Моё сердце снова мучительно больно сжалось, и я закусил нижнюю губу, до конца осознав, какую силу имели мои слова,
– Я сказал, что твоё стихотворение тронуло меня, – тихо продолжал я, стыдясь взглянуть в глаза Эвелин, – и это чистая правда. Я так ценю твоё не безразличие, что словами моей благодарности не выразишь. Но утром, Эвелин, утром… Я сказал то, чего вовсе не хотел говорить.
Она молчала, и я по-прежнему не смел посмотреть на неё.

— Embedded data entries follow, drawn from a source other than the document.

PR #1820, opened 2026-06-18
feat(migration): install unified chart from merged legacy values

jvanz:
## Description

The migration script builds a values file from helm get values output of the three legacy releases (kubewarden-crds, kubewarden-controller, kubewarden-defaults) and uses that to install the unified chart instead of hardcoded --set flags.
    
nameOverride gets filled in when absent to preserve resource identity for in-place adoption. If the legacy controller release set it, the script uses that. Otherwise it defaults to kubewarden-controller to match the old resource names. User-passed --set and --values override the merged values.

This keeps whatever configuration you had on the legacy stack. Note that helm get values returns only user overrides, not chart defaults. If you relied on a default without setting it explicitly, pass it with --set or --values.

### DIFF
--- a/charts/admission-controller/README.md
+++ b/charts/admission-controller/README.md
@@ -224,13 +224,16 @@ detects the legacy release name automatically.
 `<release>-admission-controller`). The legacy resources being adopted were
 created by the old `kubewarden-controller` chart and carry
 `app.kubernetes.io/name: kubewarden-controller` in the same immutable
-selector. The script therefore installs with
-`--set nameOverride=<legacy name>` (read from the legacy release's Helm
-values, defaulting to `kubewarden-controller`) so the chart reproduces
-the old names/labels and Server-Side Apply adopts the objects in place.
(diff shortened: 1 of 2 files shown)


flavio:
> nameOverride gets filled in when absent to preserve resource identity for in-place adoption. If the legacy controller release set it, the script uses that. Otherwise it defaults to kubewarden-controller to match the old resource names. User-passed --set and --values override the merged values.

What happens in this scenario:

- User installs the 3 helm charts (1.36)
- User migrates to single helm chart using our script (1.37) <- here the name is preserved, right?
- User upgrades to new version of adm-controller (1.38).

When upgrading to 1.38, does the user have to do something special compared to an user who never used the 3 helm charts?

flavio:
> When upgrading to 1.38, does the user have to do something special compared to an user who never used the 3 helm charts?

Confirmed, the user has to keep specifying to reuse the old release name when doing upgrades. This is a shortcoming that is already documented in the instructions we provide to the user.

– В последнее время я часто отказывался от чужих советов, – говорил я, внимательно следя за дорогой, – а если и не отказывался, то выслушивал их с огромным терпением… Но в итоге всё равно не принимал их во внимание. Это было в основном потому, что советы эти были одни и те же. Я считал, люди говорили мне это всё ради того, чтобы показать своё мнимое не безразличие, я считал их сожаления фальшивыми, но ты, Эвелин… Ты не притворяешься. Прости меня за всё, что я тебе сегодня наговорил. Мне нужна твоя поддержка, твоя помощь, мне важно твоё мнение, и ты многое способна изменить в моей жизни. Иногда я говорю то, чего вовсе не желаю, иногда беспричинно повышаю голос и грублю, но пожалуйста, не сердись на меня. Я в этом не виноват. Сегодня утром я за своё состояние не отвечал, я был не в себе. Эти слова… они просто вырвались. Сами собой. Пойми меня, Эвелин, и прости. Прости, пожалуйста.
Наконец я посмотрел на неё. Эвелин сидела прямо и смотрела на дорогу. Взгляд её был задумчив и сосредоточен.

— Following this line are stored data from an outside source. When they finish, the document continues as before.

PR #1829, opened 2026-06-22
docs(chart): explain CRD reinstall ownership conflict

jvanz:
## Description

Kept CRDs keep their original Helm ownership metadata after an uninstall, so reinstalling under a different release name or namespace fails with an opaque invalid ownership metadata error. Document why this happens and how to recover, either by installing with --take-ownership

### DIFF
--- a/charts/admission-controller/README.md
+++ b/charts/admission-controller/README.md
@@ -288,6 +288,31 @@ CRDs are installed with the `helm.sh/resource-policy: keep` annotation:
 - `helm upgrade` updates CRDs normally
 - `helm uninstall` does not delete CRDs, which prevents cascade-deletion of all PolicyServers and policies in the cluster
 
+#### Reinstalling under a different release name or namespace
+
+Because the CRDs are kept on uninstall, they survive with the Helm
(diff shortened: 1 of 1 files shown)


charts/admission-controller/README.md
```diff
@@ -288,6 +288,31 @@ CRDs are installed with the `helm.sh/resource-policy: keep` annotation:
...
+  Error: ... invalid ownership metadata; annotation
+  meta.helm.sh/release-name must equal "<new>": current value is "<old>"
+  ```
+
+This is expected: the CRDs still belong to the previous release. To adopt
+them into the new release, install with `--take-ownership` (Helm 3.18+ or
+Helm 4), which re-stamps the ownership metadata:
+
+```sh
+helm install <release> <chart> -n <namespace> --take-ownership
```
flavio, line 313: This is already done by our migration script, isn't it? This is more for people who run into this rename scenario because of other reasons... am I right?

flavio: Clarified with @jvanz, I was right. The migration script is not affected by that.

– Ты не принимаешь мои извинения? – спросил я голосом, лишённым всякой надежды.
– Я не стану противоречить своим же словам, – тихо ответила она, – и приму твои извинения. Ты не во многом виноват, Логан, и то, что ты осознаёшь свою вину, уже является твоим прощением.
Моё сердце, до этого стянутое тугими верёвками, наконец освободилось, и я с облегчением улыбнулся.
– Я так ценю твоё понимание, Эвелин. Знала бы ты, насколько сильно. Всё утро у меня жутко болела душа, и я понятия не имел, куда деться от этой боли.
– Душа? – переспросила моя спутница, и я посмотрел на неё. – О нет, Логан, у тебя нет души.
В этих словах было столько желчи, что моё сердце сжалось сильнее прежнего и упало. Я чуть было не нажал на тормоз, но вовремя овладел собой. Я молчал, не зная, что на это ответить… Эвелин, очевидно, очень сильно обидело моё поведение. Настолько сильно, что теперь она считает меня человеком без души. О, а может, так оно и есть? Бесчувственный, бессердечный и безжалостный…
– Нет у тебя души, Логан, – снова зазвучал её голос, до этого такой сладкий, но теперь горький и беспощадный. – Ты – это душа. У тебя есть тело.
И во второй раз сердце моё освободилось от тяжёлых мук, и я снова улыбнулся, взглянув на Эвелин. Сейчас она не казалась мне злопамятной, ядовитой и полной злой иронии. Она была прежней, да, прежней – мечтательной и глубоко чувствующей.
– В моих силах сделать так, чтобы такого больше не повторилось, – произнёс я.
– И в моих тоже. Это в силах нас обоих, Логан.